◆ What you have to do
Give the number of lines below that contain the string "uses", and no other text.

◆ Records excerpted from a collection
::::::

Issue #83, opened 2021-04-19
Some dispatchable functions allow arbitrarily sized vectors


sea212:
**Attack vector**
Some dispatchable functions take an arbitrarily sized vector as at least one of their arguments, that is not checked before inserting it into the storage database. Transactions (that invoke normal dispatches, i.e. "user" functions) can include about [3,75MB of arbitrary data](https://github.com/zeitgeistpm/zeitgeist/blob/68779e9edb5f1ba1eb3fb0a5def618d528593da0/runtime/src/lib.rs#L128) per block.
Since the [fee for 1 Byte](https://github.com/zeitgeistpm/zeitgeist/blob/68779e9edb5f1ba1eb3fb0a5def618d528593da0/runtime/src/lib.rs#L124) is one unit of currency and the weight calculation for storage insertions does not depend on the amount of data inserted, abusing this could lead to virtually free (in terms of transaction fees) storage population.

*Having the option to fill the block in that cheap way introduces the next vulnerability: DOS attacks. Because including such a transaction will cost only a fraction of the function call itself using the current configuration (~3,75mil fee for arbitrary data inclusion in contrast to 50+ mil weight for function execution and therefore [50+ mil fee](https://substrate.dev/rustdocs/v3.0.0/src/frame_support/weights.rs.html#662-733)), the blocks can be filled virtually for free and thus stall the execution of other extrinsics. This is covered in issue #86*.

*Note: The fee per byte issue and the possibility to insert arbitrarily sized data structures in transactions are two separate issues that should each be tackled non-exclusively. Having a reasonable fee per byte would raise the cost, but still allow to insert arbitrary amounts of data into the storage*.

**Vulnerable functions**
- [prediction_markets/create_categorical_market](https://github.com/zeitgeistpm/zeitgeist/blob/68779e9edb5f1ba1eb3fb0a5def618d528593da0/zrml/prediction-markets/src/lib.rs#L232)
- [prediction_markets/create_scalar_market](https://github.com/zeitgeistpm/zeitgeist/blob/68779e9edb5f1ba1eb3fb0a5def618d528593da0/zrml/prediction-markets/src/lib.rs#L283)

**Potential solutions**
- Introduce a maximum vector size that is checked during the execution of the function
- Use an array with a fixed size
[...]

Issue #119, opened 2021-05-05
Add proper docstrings to pallets


sea212:
**Issue**
Docstrings missing or incomplete for zrml-prediction-markets and zrml-orderbook-v1

PR #120, opened 2021-05-05
Define maximum metadata size

sea212:
Issue: #83 

**Solution**
This PR introduces a static length type, that represents a [multihash](multiformats.io/multihash/) (used in IPFS CIDv1) for the `metadata` in `create_categorical_market` and `create_scalar_market`. The changes have to be discussed, details follow below.
In addition, weight parameters for some functions have been changed. Before the maximum values were calculated wrong, which lead to overweight transactions. This has been fixed. If you are interested in the relatively accurately calculated system capacity, search for *0.75* in the discord *tech* channel.

**CIDv1 multiformat**
Data in IPFS is referenced using an old CIDv0 or CIDv1 multiformat. I suggest we apply the new CIDv1 standard.
According to [multiformat Github repository](https://github.com/multiformats/cid#how-does-it-work):
> \<cidv1> ::= \<mb>\<multicodec-cidv1>\<mc>\<mh>
> \# or, expanded:
> \<cidv1> ::= \<multibase-prefix>\<multicodec-cidv1>\<multicodec-content-type>\<multihash-content-address>

**Distinguishing which project does what**
Those are the elements, split into what different components of the zeitgeist project should do:
- multibase-prefix - appendend in SDK (depends on encoding)
- multicodec-cid - appendend in SDK (currently [CIDv1 0x01](https://github.com/multiformats/multicodec/blob/master/table.csv#L3))
- multicodec-content-type - appended in SDK (we can use [json 0x0200](https://github.com/multiformats/multicodec/blob/master/table.csv#L114) once it is ready, but this type is currently not supported and instead the [raw content type 0x85](https://github.com/multiformats/multicodec/blob/master/table.csv#L38) is used for json files)
- multihash-content-address - hash pointer to the actual data including information about the hash algorithm -> stored in chain storage

**Analysis of the used hash function for metadata IPFS references**
I suggest we use sha3-384 for ipfs hashes, which is already a [permanent multihash](https://github.com/multiformats/multicodec/blob/master/table.csv#L12). I have choosen sha3-384 over sha3-256, because according to [this paper](https://arxiv.org/pdf/quant-ph/9705002.pdf), the security in terms of collision resistance against quantum computers for sha3-256 could be only about 85 bits, which could realistically lead to collision attacks and consequently overshadow our market metadata in the near future. In contrast to sha3-256, sha3-384 still delivers 128 bit security against collision attacks, which is sufficient. I have decided against sha3-512 to save storage space in the long-term, the extra security is not required based on the current state of research. Using sha3-512 would requires 16 bytes more per market, in the very long term we want to save those if possible.

**Result**
This leads to a total requirement of
1 + 1 + 48 = 50 bytes [multihash](multiformats.io/multihash/)
for the market metadata within an extrinsic. 1 byte for the [sha3-384 multihash identifier (0x15)](https://github.com/multiformats/multicodec/blob/master/table.csv#L12), 1 byte for the length (0x30) and 48 bytes for the hash.

This format constraints the hash functions to hash functions which have an 1 byte identifier in the [multicodec table](https://github.com/multiformats/multicodec/blob/master/table.csv). The constraints regarding the hash functions are just limitations in regards to the signature of the dispatchable function, internally our chain will store this data as arbitrary length byte vectors, effectively allowing us to upgrade the function signature to support any hash function, while at the same time avoiding arbitrary storage population due to the limitations in the metadata function parameter.

### DIFF
--- a/primitives/Cargo.toml
+++ b/primitives/Cargo.toml
@@ -1,4 +1,5 @@
 [dependencies]
+arbitrary = { version = "1.0", default-features = false, optional = true }
 frame-support = { branch = "rococo-v1", default-features = false, git = "https://github.com/paritytech/substrate" }
 frame-system = { branch = "rococo-v1", default-features = false, git = "https://github.com/paritytech/substrate" }
 orml-currencies = { default-features = false, git = "https://github.com/open-web3-stack/open-runtime-module-library" }
@@ -12,6 +13,7 @@ sp-runtime = { branch = "rococo-v1", default-features = false, git = "https://gi
 [features]
 default = ["std"]
 std = [
+    "arbitrary",
     "frame-support/std",
     "frame-system/std",
     "orml-currencies/std",
--- a/primitives/Cargo.toml
+++ b/primitives/Cargo.toml
@@ -13,7 +13,6 @@ sp-runtime = { branch = "rococo-v1", default-features = false, git = "https://gi
 [features]
 default = ["std"]
 std = [
-    "arbitrary",
     "frame-support/std",
     "frame-system/std",
     "orml-currencies/std",
--- a/zrml/prediction-markets/src/lib.rs
+++ b/zrml/prediction-markets/src/lib.rs
@@ -92,7 +92,7 @@ mod pallet {
         traits::{Swaps, ZeitgeistMultiReservableCurrency},
         types::{
             Asset, Market, MarketCreation, MarketDispute, MarketEnd, MarketStatus, MarketType,
-            OutcomeReport, PoolId, PoolStatus, Report, ScalarPosition,
+            MultiHash, OutcomeReport, PoolId, PoolStatus, Report, ScalarPosition,
         },
     };
 
@@ -204,8 +204,8 @@ mod pallet {
         ////
         #[pallet::weight(T::WeightInfo::admin_move_market_to_resolved_overhead()
             .saturating_add(T::WeightInfo::internal_resolve_categorical_reported(
-                80_000,
-                80_000,
+                4_200,
+                4_200,
                 T::MaxCategories::get() as u32
             ).saturating_sub(T::WeightInfo::internal_resolve_scalar_reported())
         ))]
@@ -308,7 +308,7 @@ mod pallet {
             origin: OriginFor<T>,
             oracle: T::AccountId,
             end: MarketEnd<T::BlockNumber>,
-            metadata: Vec<u8>,
+            metadata: MultiHashSha384,
             creation: MarketCreation,
             categories: u16,
         ) -> DispatchResult {
@@ -322,6 +322,11 @@ mod pallet {
             ensure!(
                 categories <= T::MaxCategories::get(),
                 <Error<T>>::TooManyCategories
+            );
+            // Require sha3-384 as multihash.
+            ensure!(
+                metadata[0] == 0x15 && metadata[1] == 0x30,
+                <Error<T>>::InvalidMultihash
             );
 
             let status: MarketStatus = match creation {
@@ -338,13 +343,14 @@ mod pallet {
             };
 
             let market_id = Self::get_next_market_id()?;
+
             let market = Market {
                 creator: sender.clone(),
                 creation,
                 creator_fee: 0,
                 oracle,
                 end,
-                metadata,
+                metadata: Vec::from(metadata),
                 market_type: MarketType::Categorical(categories),
                 status,
                 report: None,
@@ -363,7 +369,7 @@ mod pallet {
             origin: OriginFor<T>,
             oracle: T::AccountId,
             end: MarketEnd<T::BlockNumber>,
-            metadata: Vec<u8>,
+            metadata: MultiHashSha384,
             creation: MarketCreation,
             outcome_range: (u128, u128),
         ) -> DispatchResult {
@@ -371,6 +377,11 @@ mod pallet {
             Self::ensure_create_market_end(end)?;
 
             ensure!(outcome_range.0 < outcome_range.1, "Invalid range provided.");
+            // Require sha3-384 as multihash.
+            ensure!(
+                metadata[0] == 0x15 && metadata[1] == 0x30,
+                <Error<T>>::InvalidMultihash
+            );
 
             let status: MarketStatus = match creation {
                 MarketCreation::Permissionless => {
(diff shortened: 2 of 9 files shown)


zrml/prediction-markets/src/lib.rs
```diff
@@ -328,6 +328,11 @@ mod pallet {
                 categories <= T::MaxCategories::get(),
                 <Error<T>>::TooManyCategories
             );
+            // Require sha3-384 as multihash.
+            ensure!(
+                metadata[0] == 0x15 && metadata[1] == 0x30,
+                <Error<T>>::InvalidMultihash
+            );
```
sea212, line 335: Our chain filters out any calls that contain metadata, which does not use the multihash identifier byte and length byte for sha3-384.

This ensures that all calls at least have the correct identifiers, potentially serving as a protection against invalid calls beforehand and therefore market creation with invalid metadata. It also enforces the hash function to sha3-384, denying any call that supplies metadata which does not use the corresponding identifiers. For anybody who just wants to play around locally, this may not be trivial, but this can be improved by adding nice docstrings (#119). Alternatively, we can increase the static size of the metadata array by 3 bytes and removing the checks, effectively allowing any hash function with up to 48 bytes digest size to be used.

What do you prefer? My position is we think about which data types we want once and then enforce it, which leads to uniformity and less error-prone usage (in case someone who uses it knows how it should be used - docs).

c410-f3r:
Need more time to review and think about the proposed changes

zrml/prediction-markets/src/lib.rs
lsaether: > For anybody who just wants to play around locally, this may not be trivial, but this can be improved by adding nice docstrings (#119).

A couple things we could do here,

1) make `Market.metadata` an `Option` so that it's possible to submit `None`. But if it is provided it must be a well-formatted multihash. 
2) make `Market.metadata` an new enum, that can extended over time:

```rust
enum Metadata {
  MultihashSha3_384([u8;50]),
  <new formats we want to support in the future>
  None,
}
```

lsaether: > My position is we think about which data types we want once and then enforce it, which leads to uniformity and less error-prone usage (in case someone who uses it knows how it should be used - docs).

I agree, if we do support new variants for metadata in the future, they should always be well specified and enforced in chain. In an ideal world, we would also enforce the JSON is correct with the expected fields. I see this possibly being the case if instead of adding to IPFS and submitting to Zeitgeist in two steps, we added the content to IPFS from the runtime, but I would leave this for a later improvement and pending further discussion.

lsaether (commented):
I see, so this PR keeps metadata as a `Vec`, which works nicely for backwards compatibility. Generally I would say that we should change the type of `Market.metadata` since we're only enforcing one type of data in there anyway.

lsaether:
To me this seems like a beneficial change and I'm all for it. The main complication is ensuring the downstream libraries like SDK and proto adapt to the change.

lsaether (approved):

sea212:
> I see, so this PR keeps metadata as a `Vec`, which works nicely for backwards compatibility. Generally I would say that we should change the type of `Market.metadata` since we're only enforcing one type of data in there anyway.

@lsaether I am not sure if we want this, because this only complicates the resolution in the SDK. Now the vector can be copied as-is in the SDK and be concatenated to the remaining information to create a CIDv1 string. If we enforce a specific type, the SDK has to distinguish between any different types. In addition, adding new types breaks the SDK temporarily. If it is a just a vec, the SDK does not have to worry about it - it always receives a valid multihash in the form of a (byte) vector and just has to concatenate it.

zrml/prediction-markets/src/lib.rs
sea212: @lsaether So no metadata at all is also a valid option?

lsaether:
I think in effect it would be delaying changes in the SDK rather than obviating the eventual need for them, but I see what you're saying. It's also beneficial that we wouldn't need to do a storage migration if we intend to deploy this as a runtime upgrade to the currently running BP testnet.

zrml/prediction-markets/src/lib.rs
lsaether: Yeah, I think it would be okay, the market would be pretty useless but it's at the cost of the creator. Also it would aid in testing to not need to have a local tool handy to create the multihash.

sea212:
Please don't merge yet, I'll add the new metadata enum.

c410-f3r:
`Multihash` is generic over several different hashes and `MultiHashSha384` might sound confusing: Is it Multihash, multihash over 384 bytes of data or the Sha384 version of a multihash? @lsaether's suggestion is really nice to distinguish between different hashes
```rust
enum Hash {
  Multihash(ArrayVec<u8, 512>),
  Sha256([u8; 256]),
  Multihash384([u8; 1 + 1+ 384]),
  ...
}

fn entrypoint(hash: Option<Hash>) { ... }
```
In any case, these are just nits and I don't have a strong opinion here

lsaether:
@sea212 Can you update the `types.json`?

@morkeltry This will need a change in the SDK after it gets merged.

sea212:
Have added a MultiHash enum (and implemented default `Arbitrary` trait for the fuzzer @c410-f3r) and updated the types.json @lsaether . Also a follow up issue was created that encompasses changing the storage layout to match the latest metadata type and adding a proper migration #148 .

@morkeltry I have created an issue in the tools project related to that, please check and resolve it: https://github.com/zeitgeistpm/tools/issues/89

primitives/Cargo.toml
```diff
@@ -12,6 +13,7 @@ sp-runtime = { branch = "rococo-v1", default-features = false, git = "https://gi
 [features]
 default = ["std"]
 std = [
+    "arbitrary",
```
c410-f3r, line 16: `arbitrary` is a development dependency that will be shipped on production builds. So, it is necessary to remove this line, add `#[cfg(feature = "arbitrary")]` to `primitives/src/types.rs` and then also add `zeitgeist-primitives = { features = ["arbitrary"], path = "../../../primitives" }` to the fuzz project.

It is also possible to manually construct `MultiHash` inside the fuzz project.

c410-f3r (approved):
Taking aside the below comment, everything else LGTM.

lsaether (approved):
All good from my side. Added the necessary changes in https://github.com/zeitgeistpm/tools/pull/90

::::::

◆ Task result
2